How long does Saffron take to work?

Onset timing for Saffron varies in the clinical literature. Onset timing is not well-quantified in our dataset — refer to clinical citations on the main entry.

Onset

Half-life

Duration

Timing

AM/midday

Key facts

typical dose
28–30 mg
dose frequency
1-2 doses
timing
AM/midday
with food
with meal
safety score
4/5
evidence grade
A
class
adaptogen
PubMed citations
1700
legal status (US)
Over-the-counter
legal status (UK)
Over-the-counter
legal status (EU)
Over-the-counter
legal status (AU)
Over-the-counter
primary mechanism
Crocin (carotenoid responsible for the red colour) and safranal (volatile compound responsible for the aroma) both inhibit serotonin and dopamine reuptake at neurochemically meaningful concentrations.

Onset window

Saffron onset times in the published literature vary widely. Refer to the citations on the main Saffron entry for compound-specific pharmacokinetic data.

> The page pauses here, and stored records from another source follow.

PR #2617, opened 2022-11-18
Forward given filter block to matcher

### LINKED ISSUE #2616: Different behavior between {..} and do..end block with filter block of rspec matchers
## Meta
Capybara Version: 3.38.0

Driver Information: selenium-webdriver 4.6.1

## Expected Behavior

These two expectations should behave identically as only the block notation differs:

```ruby
# will fail
expect(page).to have_selector("input") { false }

# will pass
expect(page).to have_selector("input") do
  false
end
```

Currently they behave differently: first one is failing, second one is passing. I think second one should fail too.

Why does it pass in the second case: as `do..end` block having lower precedence than `{..}` block, the block in the first expectation is attached to the `have_selector` matcher while the block in the second expectation is attached to the `#to` method.

Adding parens can make the second expectation fail as expected:
```ruby
# will fail
expect(page).to(have_selector("input") do
  false
end)
```

## Actual Behavior
```ruby
expect(page).to have_selector("input") do |input|
  input.value == "42"
end
```

This expectation will pass regardless of the actual value in the input element, as the filter block is never evaluated.

## Steps to reproduce

Something like this should fail:
```ruby
expect(page).to have_selector("input") do
  false
end
```

I'll submit a PR for this.

cbliard:
Fixes #2616

### DIFF
--- a/lib/capybara/rspec/matchers/base.rb
+++ b/lib/capybara/rspec/matchers/base.rb
@@ -47,15 +47,19 @@ module Capybara
       end
 
       class WrappedElementMatcher < Base
-        def matches?(actual)
-          element_matches?(wrap(actual))
+        def matches?(actual, &filter_block)
+          with_filter(filter_block) do
+            element_matches?(wrap(actual))
+          end
         rescue Capybara::ExpectationNotMet => e
           @failure_message = e.message
           false
         end
 
-        def does_not_match?(actual)
-          element_does_not_match?(wrap(actual))
+        def does_not_match?(actual, &filter_block)
+          with_filter(filter_block) do
+            element_does_not_match?(wrap(actual))
+          end
         rescue Capybara::ExpectationNotMet => e
           @failure_message_when_negated = e.message
           false
@@ -70,6 +74,14 @@ module Capybara
           else
             Capybara.string(actual.to_s)
           end
+        end
+
+        def with_filter(filter_block)
+          previous_filter_block = @filter_block
+          @filter_block = filter_block if filter_block
+          yield
+        ensure
+          @filter_block = previous_filter_block
         end
       end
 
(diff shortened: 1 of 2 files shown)


twalpole:
Sorry for the delay, this will be looked at/considered this coming weekend

twalpole:
I don't think the tests added are actually validating the filter blocks are run since the `have_selector` calls would pass with or without the filter blocks.

cbliard:
You're right. When writing the tests, I knew that some of them were not actually accurate as they would pass with or without the block.

This one for instance will happily pass with or without the block:
```ruby
expect(page).to have_selector(:css, 'input#test_field') { |input| input.value == 'monkey' }
```

Contrary to this one which would not pass without the block:
```ruby
expect(page).to have_no_selector(:css, 'input#test_field') { |input| input.value == 'not a monkey' }
```

How should the tests be formulated then? I saw in `lib/capybara/spec/session/element/match_css_spec.rb` that some tests are written like `expect { expect(page).to match_something }.to raise_exception(RSpec::Expectations::ExpectationNotMetError)`. Following it, the test can be written like this:

```ruby
expect { expect(page).to have_selector(:css, 'input#test_field') { |input| input.value == 'not a monkey' } }
  .to raise_exception(RSpec::Expectations::ExpectationNotMetError)
```

Would it be better? Any other suggestions?

twalpole:
Either that or changing the tests to consider number of matched elements like

    expect(page).to have_selector(:css, 'input', count: 1) { |input| input.value == 'monkey' }

which would be easier to read/understand

twalpole:
Looking at this further, this breaks the default binding of the `do` block to `to` which is defined to allow a proc for failure messages.  Not really sure what the best solution here actually is.  This PR is overriding Rubys default binding precedence and could break existing code...

twalpole:
Merged via cacd032489b443fe5d9580752776d7e34fea4203

cbliard:
Thanks @twalpole for merging.

I'm still feeling bad about the tests. Do you mind if I open another PR to provide better tests with `count: 1` as you suggested?

twalpole:
@cbliard I had already fixed the tests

Food effect: Taking with food slows absorption but improves tolerance. Onset shifts 30–60 minutes later than empty-stomach dosing.

Half-life and dosing frequency

Half-life is not characterised in our dataset.

Acute vs. chronic effect

Some nootropics work the first time you take them (Saffron may or may not). Others — adaptogens, racetams, and most botanicals targeting BDNF or NGF pathways — require 2–4 weeks of daily dosing before the full effect emerges.

If you don’t feel anything after a single dose and the compound is in the chronic-effect category, that is normal — extend the trial to 2–4 weeks before evaluating. If it is in the acute category and you feel nothing, consider dose, vendor sourcing, or whether the compound matches your goal.

Protocol note from the Saffron entry

Standardize to ≥0.4% safranal.

Mechanism, safety, and citations for Saffron are on the main reference page — see Saffron. For full dose protocol see Saffron dosage. To check for stack-level pharmacokinetic conflicts, use the interaction checker.

Onset and pharmacokinetic data reflect the published literature for healthy adults at typical doses. Individual variation in absorption, metabolism (CYP genotype), and gut transit can shift onset by ±50%. This page is informational and not medical advice. See our full disclaimer.